Wednesday, September 21, 2005

German muddle

The situation in Germany is a total muddle. Jeffrey Gedmin, the director of the Aspen ­Institute Berlin, has an interesting editorial about the issues in the Financial Times.
For a start there is the intricate Chinese puzzle that everyone is trying to solve. Will the Social Democrats (SPD) and Greens join the Liberals to form a new government? Will the Greens join the Liberals and the Christian Democratic Union (CDU)? Could the SPD and Greens make common cause with the new Left party, a mix of communists and SPD defectors? Or perhaps we will get a "grand coalition", with the CDU and SPD working together – which raises the question of who becomes chancellor and whether Angela Merkel and Gerhard Schröder can survive the coming weeks. No matter what the outcome, the new government is likely to be unstable and short-lived.
At the moment, Germany is looking a little like Italy. Alas, the stakes are higher.

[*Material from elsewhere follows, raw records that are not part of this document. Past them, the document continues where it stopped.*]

PR #503, opened 2012-06-08
Make YouTube content provider work with https URIs

cbley:
Adds https domains for YouTube content providers


JabbR/Chat.css
```diff
@@ -456,7 +456,7 @@ li.room
   width: 100%;
   height: 20px;
   resize: none;
-  overflow: hidden;
+  overflow: auto;
```
davidfowl, line 459: What's this?

cbley, line 459: When you're typing in the new message box and it wraps to a new line, this allows you to see the line you're typing and not the first line.

However, it's not supposed to be a part of this pull request as it has nothing to do with the https youtube issue. I think I might have incorrectly created this pull request because it keeps adding my new commits instead of being just up to cc563c8

davidfowl, line 459: Can you redo both fixes in separate pull requests?

PR #366, opened 2019-09-08
Create account support proposal

### LINKED ISSUE #364: Proposal: NewAccountResourceAmount supports the proposal
**Brief of your idea**
It is not convenient for the current way storing the amount of creating a contract account, which doesn't change dynamically when it is necessary.
Therefore, We need to support a mechanism to change the amount of creating a contract account.

In different cases, you can choose different value for creating a new contract account if necessary.

None

ToWorld:
## Description

Update the amount of creating an new contract account according to the requirement dynamically.

Fixes #364 

## Type of change

## Brief of your solution

Use the mechanism of proposal to support the update of the amount of creating an account.
Pass the amount of creating an account into KContext.

## How Has This Been Tested?

Regression Test


icexin:
NewAccountResourceAmount does not need to be exposed to the contract sdk.

ToWorld:
Closing this pr and there is an another pr to replace it

PR #400, opened 2019-10-08
mv Consensus Parameters from Ledger to Utxo

ToWorld:
## Description

Consensus Parameters such as MaxBlockSize, ForbiddenContract and ReservedContracts was maintained in the ledger which is not atomic, causing the problem of not effectiveness of it.
It's a better way to maintain the consensus parameters in the utxo so that the system can prevent the question above.

Fixes # (issue)

## Type of change

## How Has This Been Tested?
Regression Test


contract/contract.go
```diff
@@ -21,6 +21,18 @@ var AutoGenWhiteList = map[string]bool{
 	"kernel.UpdateMaxBlockSize":  true,
 }
 
+// UtxoMetaRegister in avoid to being refered in a cycle way
+type UtxoMetaRegister interface {
```
yucaowang: Is it better to wrap all genesis configs in a struct, and make the struct one member of UTXOMeta?
By naming UtxoMetaRegister, it's more like a register for all UTXOMeta members, but it's just for genesis configs.

contract/kernel/kernel.go
```diff
@@ -200,6 +200,22 @@ func (k *Kernel) CreateBlockChain(name string, data []byte) error {
...
+	if err != nil {
+		k.log.Warn("GenerateRootTx error", "fullpath", fullpath)
+		os.RemoveAll(fullpath)
+		return err
+	}
+	txlist := []*pb.Transaction{tx}
+	k.log.Trace("Start to ConfirmBlock")
+	b, err := ledger.FormatRootBlock(txlist)
+	if err != nil {
+		k.log.Warn("format block error")
```
yucaowang: It's better to print the error message in Warning log since this err info is not returned.

contract/contract.go
ToWorld: Thank you for your suggestions. And I plan to give a reasonable name instead of UtxoMetaRegister and all the genesis configures have been the members of UtxoMeta.

PR #401, opened 2019-10-08
ignore 0 amount for output

ToWorld:
## Description

When the award amount is 0, it is a better way to ignore it when put utxo into leveldb which economizing some disk and speeding up the process of query.

Fixes # (issue)

## Type of change

- [ ] Improvement

## Brief of your solution

Ignore 0 amount for output

## How Has This Been Tested?

Regression Test

### DIFF
--- a/utxo/utxo.go
+++ b/utxo/utxo.go
@@ -1077,13 +1077,14 @@ func (uv *UtxoVM) undoTxInternal(tx *pb.Transaction, batch kvdb.Batch) error {
 		if bytes.Equal(addr, []byte(FeePlaceholder)) {
 			continue
 		}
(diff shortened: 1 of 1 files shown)


utxo/utxo.go
```diff
@@ -1073,6 +1077,9 @@ func (uv *UtxoVM) undoTxInternal(tx *pb.Transaction, batch kvdb.Batch) error {
 		if bytes.Equal(addr, []byte(FeePlaceholder)) {
 			continue
 		}
+		if big.NewInt(0).SetBytes(txOutput.Amount).Cmp(big.NewInt(0)) == 0 {
```
fxsjy: line 1080 and line 1079 do the same convert,` big.NewInt(0).SetBytes(txOutput.Amount)`,

PR #402, opened 2019-10-09
compress the block to be broadcasted with snappy

ToWorld:
## Description

Make the size of block smaller than before when broadcasting in order to economize width.

Fixes # (issue)

## Type of change

- [x] Improvement

## Brief of your solution

Compress the block to be broadcasted with snappy

## How Has This Been Tested?

Regression Test


core/xchaincore.go
```diff
@@ -311,7 +312,8 @@ func (xc *XChainCore) repostOfflineTx() {
 		}
 		xc.log.Debug("repost batch tx list", "size", len(batchTxMsg.Txs))
 		msgInfo, _ := proto.Marshal(batchTxMsg)
-		msg, _ := xuper_p2p.NewXuperMessage(xuper_p2p.XuperMsgVersion1, xc.bcname, header.GetLogid(), xuper_p2p.XuperMessage_BATCHPOSTTX, msgInfo, xuper_p2p.XuperMessage_SUCCESS)
+		got := snappy.Encode(nil, msgInfo)
```
qizheng09: It's better to compress in `NewXuperMessage ` function so that the `p2p principle` can be migrated to other module easily.

p2pv2/pb/message.proto
```diff
@@ -62,6 +62,7 @@ message XuperMessage {
         MessageType type = 5;
         uint32 dataCheckSum = 6;
         ErrorType errorType = 7;
+		bool compressed = 8;
```
icexin: Using compress type is good for replacing other compression algorithms.

core/xchainmg_net.go
```diff
@@ -90,12 +90,9 @@ func (xm *XChainMG) handleReceivedMsg(msg *xuper_p2p.XuperMessage) {
 }
 
 func (xm *XChainMG) handlePostTx(msg *xuper_p2p.XuperMessage) {
-	txStatus := &pb.TxStatus{}
-
-	// Unmarshal msg
-	err := proto.Unmarshal(msg.GetData().GetMsgInfo(), txStatus)
-	if err != nil {
-		xm.Log.Error("handlePostTx Unmarshal msg to tx error", "logid", msg.GetHeader().GetLogid())
+	txStatus, err := handlePostTxMsgFromRemoteNode(msg)
```
yucaowang: It's better to wrap compress process in p2p library, you can leverage p2pv2.MessageOption to provide WithCompress option for SendMessage/SendMessageWithResponse.

PR #415, opened 2019-10-17
Performance Improvement: tx/block compression which saved bandwidth

### LINKED ISSUE #414: Performance: Compression of Transaction & Block
**Brief of your idea**
Speed up the transaction process per second by compressing the transaction and block.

Do read the whole thing. Meanwhile, Bill Emott, the editor of The Economist, says (link in Italian) that he estimates that there is a 50% chance of a new election in Germany within three years and a 30% chance of new elections within three months - which at this point I think may be the best option.
Die Welt, a German daily, has an almost touching article (in German) about Bad Dürkheim, where the local government is the only one in Germany composed of a Jamaika coalition (as Germans call a coalition between the Greens, the Liberals and the Christian Democratic Union), which since the election has emerged as a fascinating option to create a viable government at the national level. Apparently, not only do they make it work in Bad Dürkheim, they even go out to drink beers together! Unfortunately that's less likely to happen in Berlin.